Gitanjali Rao, was appalled by the drinking water crisis in Flint, Michigan — so she did something about it. Rao designed a device to test for lead faster.
This device enabled her to win a $25,000 (£19,000) prize and being named “America’s Top Young Scientist” at the 2017 Discovery Education 3M Young Scientist Challenge.
As ABC News reports, this seventh grader of Lone Tree, Colorado, designed Tethys, which quickly detects lead levels in water using carbon nanotube sensors.
“I had been following the Flint, Michigan, issue for about two years,” Rao told ABC News.
“I was appalled by the number of people affected by lead contamination in water and I wanted to do something to change this.”
It’s not hyperbole to say she really blew us out of the water,” Brian Barnhart, one of Discovery Education’s judges, told ABC.
She cites her parents as her main role models, “they both work in IT-type occupations, so they always persuade me to ask questions. And they always tell me that there’s never a limit to the number of questions you ask. I just think that they continue to encourage me and help me grow not only as a scientist but as an 11-year-old girl.”

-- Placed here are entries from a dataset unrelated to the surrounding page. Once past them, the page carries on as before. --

PR #129, opened 2026-08-25
fix(http): a deeply nested JSON body is a 400, not a 500

### LINKED ISSUE #130: deeply nested JSON body answers 500 instead of 400
**Problem**

A POST whose body is deeply nested JSON answers 500 on `/r/{room}` and `/kv/{ns}/{key}`. The contract documents only 400/413/429 for these lanes; 500 appears nowhere, so a client reading the machine-readable docs has no way to interpret it except "the server broke", and will typically retry the identical request instead of correcting the body.

**Reproduce**

```bash
curl -s -o /dev/null -w '%{http_code}\n' -X POST http://localhost:8080/r/lobby \
  -H 'Content-Type: application/json' \
  --data-binary "$(python3 -c "print('['*20000 + ']'*20000, end='')")"
# -> 500
```

The payload is about 40 KB, well under MAX_BODY, so no size guard catches it first.

**Cause**

`json.loads` recurses per nesting level and raises `RecursionError` at around twenty thousand nested arrays. `RecursionError` is not a `ValueError`, so the handler in `read_json` does not catch it and Starlette's default 500 answers.

**Expected**

The ordinary malformed-body refusal (400). The body genuinely is not a usable object, so the existing refusal path already describes it correctly.

**Fix**

Catch `RecursionError` beside `ValueError` in `read_json`. No new status, no new branch, core line count unchanged. #129 has that change with a regression test — happy to rework or close it if this would be handled differently.

Jr-kenny:
Closes #130.

## Problem

POST a body of ~20k nested arrays (about 40 KB, well under the 256 KiB cap) to `/r/{room}` or `/kv/{ns}/{key}` and the server answers 500. json.loads recurses per nesting level and raises RecursionError, which is not a ValueError, so read_json's handler misses it and Starlette's default 500 goes out. That status is documented nowhere on these lanes: the contract promises 400/413/429.

## Fix

Catch RecursionError beside ValueError in read_json. Callers get the ordinary malformed-body refusal either way. No new branch and no new status; core code-lines unchanged (`uv run sz.py --check` stays at 1848).

Abuse impact: none. This removes an undocumented status, it adds no surface.

## Testing

- `uv run ruff check .`
- `uv run ty check`

New regression test posts a depth-20_000 array and asserts 400. Fails with a 500 without the fix.

One judgment call: folded RecursionError into the existing except rather than giving the deep case its own message, so bad bodies keep one refusal path. Happy to split it out if you'd rather it say so explicitly.

### DIFF
--- a/src/app.py
+++ b/src/app.py
@@ -1010,7 +1010,11 @@ async def read_json(request: Request) -> dict | Response:
             return text(f"{too_large}\nthe stream passed it before it ended.", 413)
     try:
         payload = json.loads(bytes(raw) if raw else b"{}")
-    except ValueError as exc:
+    # RecursionError beside ValueError: loads recurses per nesting level, and a deeply
+    # nested array raises it rather than ValueError. Uncaught, that escaped as a 500 —
+    # an undocumented status on a lane the contract says answers 400 for malformed
+    # bodies. Same refusal either way: the body is not a usable object.
+    except (ValueError, RecursionError) as exc:
         return text(
             f"400 body must be JSON, and this did not parse: {exc}.\n"
             'send an object like {"from":"bot","text":"hello"} for a room, or '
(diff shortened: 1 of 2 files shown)


Jr-kenny:
Closing: upstream #123 switched body parsing to orjson, which enforces a depth limit and raises JSONDecodeError (a ValueError), so read_json's existing handler now catches the deep-nesting case on main. The regression test in this branch passes against current main unfixed, confirming it is fixed upstream. Thanks!

PR #132, opened 2026-08-25
fix(http): a failed room write no longer spends the creation token

### LINKED ISSUE #131: room-creation budget is spent by writes that fail validation
**Problem**

A room write that fails validation still spends its IP's room-creation token. With the default `RATE_ROOMS_PER_DAY=20`, twenty malformed requests lock that IP out of creating rooms until tokens refill, and the eventual refusal gives the caller no hint why.

**Reproduce** (`CHAT_RATE_ROOMS_PER_DAY=3`)

```bash
curl -o /dev/null -w '%{http_code}\n' "http://localhost:8080/r/waste1/say/bot/%20%20%20"   # 400
curl -o /dev/null -w '%{http_code}\n' "http://localhost:8080/r/waste2/say/bot/%20%20%20"   # 400
curl -o /dev/null -w '%{http_code}\n' "http://localhost:8080/r/waste3/say/bot/%20%20%20"   # 400
curl -o /dev/null -w '%{http_code}\n' "http://localhost:8080/r/legitroom/say/bot/hello"    # 429
```

Each whitespace-only text 400s inside `store.append`; the fourth write is valid and should succeed.

**Cause**

`_room_create_gate` charges before the write runs (which is what keeps a room from slipping past the gate), and `_settle_room_budget` refunds afterwards unless this request really created the room. But when `store.append` raises `StoreError` — a nickname failing `valid_name`, or text swept to empty by `clean_text` — the exception unwinds past the settle call and the charge sticks although nothing was written. The comment on `_room_write_gate` states the rule this breaks: a token is only ever spent on a write that would otherwise have been accepted.

**Expected**

Only writes that bring a room into existence spend the budget.

**Fix**

Settle the creation charge in the `StoreError` handler against an empty record: with no `seq` present, `_settle_room_budget` treats the write as not-a-creation and refunds. One line plus its reasoning comment; every room-write lane is covered because they share that handler. #132 has this with a regression test — glad to adjust it if the refund belongs elsewhere.

Jr-kenny:
Closes #131.

## Problem

The room-creation gate charges a token before the write runs, and on the happy path `_settle_room_budget` refunds it unless this request actually created the room. But when `store.append` raises `StoreError` (a nickname that fails `valid_name`, or text that sweeps to empty in `clean_text`), the exception unwinds past the settle call and the charge stays spent. With the default budget that means three malformed writes lock an IP out of creating rooms until tokens refill, which reads to the caller like the service is broken rather than like it sent junk. The comment on `_room_write_gate` already states the intended rule: a token is only ever spent on a write that would otherwise have been accepted. A caller-input 400 is not such a write.

## Fix

Settle the creation charge in the `StoreError` handler (`on_bad_input`) against an empty record: an empty dict carries no `seq`, so `_settle_room_budget` treats the write as not-a-creation and refunds. One line plus its reasoning comment; every room-write lane is covered because they all funnel through the same handler, and note writes are untouched since their gate never sets the charged flag.

This grows core by one line, so `sz-baseline.json` bumps `core/app.py` to 920 with the new pattern as the justification.

## Testing

- `uv run ruff check .`
- `uv run coverage run -m pytest tests -q`

New test in `tests/http/test_limits.py`: two whitespace-only writes (both 400) followed by a valid third room write must be 200 under `RATE_ROOMS_PER_DAY=2`. Before the fix the third write 429s.

### DIFF
--- a/src/app.py
+++ b/src/app.py
@@ -1689,6 +1689,10 @@ async def on_method_not_allowed(request: Request, exc: Exception) -> Response:
 
 
 async def on_bad_input(request: Request, exc: Exception) -> Response:
+    # A 400 from a room write means the create gate charged a token for a write that did
+    # not happen (bad nick, text that sweeps to empty). Settling against an empty record
+    # carries no seq, so the charge refunds and only real creations spend the budget.
+    limit._settle_room_budget(request, {}, RATE_ROOMS_PER_DAY, ip_header=CLIENT_IP_HEADER)
     return text(f"400 {exc}", 400)
 
 
--- a/sz-baseline.json
+++ b/sz-baseline.json
@@ -1,7 +1,7 @@
 {
   "core_total": 2028,
   "caps": {
-    "core/app.py": 979,
+    "core/app.py": 980,
     "core/config.py": 57,
     "core/didkey.py": 57,
     "core/limit.py": 132,
@@ -10,9 +10,9 @@
   },
   "files": {
     "core/app.py": {
-      "raw_lines": 1796,
-      "code_lines": 979,
-      "comment_lines": 264,
+      "raw_lines": 1800,
+      "code_lines": 980,
+      "comment_lines": 267,
       "tokens_per_line": 7.89
     },
     "core/config.py": {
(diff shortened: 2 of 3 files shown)


sv:
Closing — this, #99, and #325 are three independent fixes for the same underlying defect (a `StoreError` during room creation never refunds the charged budget). Keeping #325 (see the note on #99 for why). One thing worth flagging for whoever merges #325: this PR closes issue #131 explicitly; #325's description doesn't reference it, so #131 may need to be closed manually once #325 lands.

---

Rao says that when she grows up, she would like to be a geneticist or epidemiologist. Her lead detection device allowed her to combine both interests, as contaminated water can cause both rashes and birth defects.
“I studied a little bit of both of these topics since I was really interested in these fields,” she told Business Insider, “and then I came up with this device to help save lives.”